* **Exercise aim**
Which of the lines below contain the string "that"? Pull each one out of the data.
================
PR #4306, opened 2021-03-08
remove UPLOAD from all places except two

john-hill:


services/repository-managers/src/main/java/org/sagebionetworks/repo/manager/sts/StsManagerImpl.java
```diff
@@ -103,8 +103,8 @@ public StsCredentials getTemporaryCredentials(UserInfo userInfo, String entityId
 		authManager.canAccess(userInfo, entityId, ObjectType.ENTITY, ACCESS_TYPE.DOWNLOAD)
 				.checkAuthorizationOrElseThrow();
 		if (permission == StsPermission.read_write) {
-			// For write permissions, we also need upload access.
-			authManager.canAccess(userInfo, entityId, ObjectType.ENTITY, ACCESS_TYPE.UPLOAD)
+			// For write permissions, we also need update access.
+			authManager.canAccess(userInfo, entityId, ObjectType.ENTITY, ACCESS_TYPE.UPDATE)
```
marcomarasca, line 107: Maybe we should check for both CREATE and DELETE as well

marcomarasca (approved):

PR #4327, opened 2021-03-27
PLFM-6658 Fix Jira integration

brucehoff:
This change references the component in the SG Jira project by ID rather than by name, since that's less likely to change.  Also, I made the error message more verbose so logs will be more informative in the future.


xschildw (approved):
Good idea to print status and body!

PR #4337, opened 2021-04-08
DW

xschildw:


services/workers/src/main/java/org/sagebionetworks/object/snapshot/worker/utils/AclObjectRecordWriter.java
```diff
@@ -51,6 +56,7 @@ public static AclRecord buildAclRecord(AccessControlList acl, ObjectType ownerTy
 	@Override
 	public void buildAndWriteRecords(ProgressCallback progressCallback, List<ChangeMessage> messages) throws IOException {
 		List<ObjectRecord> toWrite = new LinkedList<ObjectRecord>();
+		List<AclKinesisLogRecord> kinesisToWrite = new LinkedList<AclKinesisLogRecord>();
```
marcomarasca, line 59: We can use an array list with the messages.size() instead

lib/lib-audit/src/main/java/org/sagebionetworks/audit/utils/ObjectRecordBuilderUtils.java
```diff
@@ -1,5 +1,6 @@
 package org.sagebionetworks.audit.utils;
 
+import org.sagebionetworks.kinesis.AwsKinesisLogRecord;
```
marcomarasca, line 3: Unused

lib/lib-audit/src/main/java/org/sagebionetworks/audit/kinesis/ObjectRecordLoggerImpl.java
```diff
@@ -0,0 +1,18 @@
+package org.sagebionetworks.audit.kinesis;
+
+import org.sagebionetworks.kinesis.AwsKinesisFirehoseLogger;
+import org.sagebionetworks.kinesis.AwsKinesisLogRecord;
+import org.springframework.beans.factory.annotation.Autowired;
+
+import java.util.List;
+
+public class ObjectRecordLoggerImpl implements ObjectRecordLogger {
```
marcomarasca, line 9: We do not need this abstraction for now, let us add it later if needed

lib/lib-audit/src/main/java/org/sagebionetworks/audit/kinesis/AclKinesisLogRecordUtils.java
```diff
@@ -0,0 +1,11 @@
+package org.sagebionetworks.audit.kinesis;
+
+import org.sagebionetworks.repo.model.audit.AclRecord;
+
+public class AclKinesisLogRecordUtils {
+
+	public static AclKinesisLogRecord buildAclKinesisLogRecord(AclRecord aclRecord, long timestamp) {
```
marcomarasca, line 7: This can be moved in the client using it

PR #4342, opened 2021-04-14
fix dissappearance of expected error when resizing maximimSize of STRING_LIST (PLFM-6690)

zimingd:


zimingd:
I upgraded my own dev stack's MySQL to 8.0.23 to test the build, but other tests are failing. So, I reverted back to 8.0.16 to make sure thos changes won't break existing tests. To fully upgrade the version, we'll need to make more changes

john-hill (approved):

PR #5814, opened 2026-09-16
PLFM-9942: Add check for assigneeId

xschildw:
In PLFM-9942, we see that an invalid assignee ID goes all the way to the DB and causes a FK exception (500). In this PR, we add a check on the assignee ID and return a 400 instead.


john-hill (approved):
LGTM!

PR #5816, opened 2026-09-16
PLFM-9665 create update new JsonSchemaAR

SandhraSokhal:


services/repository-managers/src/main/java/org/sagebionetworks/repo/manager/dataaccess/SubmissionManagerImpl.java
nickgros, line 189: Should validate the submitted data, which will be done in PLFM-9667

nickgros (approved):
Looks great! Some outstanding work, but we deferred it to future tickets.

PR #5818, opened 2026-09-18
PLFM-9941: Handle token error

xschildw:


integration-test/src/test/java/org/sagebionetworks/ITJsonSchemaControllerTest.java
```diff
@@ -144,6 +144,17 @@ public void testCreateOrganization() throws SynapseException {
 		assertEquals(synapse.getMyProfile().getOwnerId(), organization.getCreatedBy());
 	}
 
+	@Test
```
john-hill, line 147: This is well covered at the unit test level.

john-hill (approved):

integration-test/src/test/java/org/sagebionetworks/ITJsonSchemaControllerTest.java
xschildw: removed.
================
* **Task output**
This change references the component in the SG Jira project by ID rather than by name, since that's less likely to change.  Also, I made the error message more verbose so logs will be more informative in the future.
In PLFM-9942, we see that an invalid assignee ID goes all the way to the DB and causes a FK exception (500). In this PR, we add a check on the assignee ID and return a 400 instead.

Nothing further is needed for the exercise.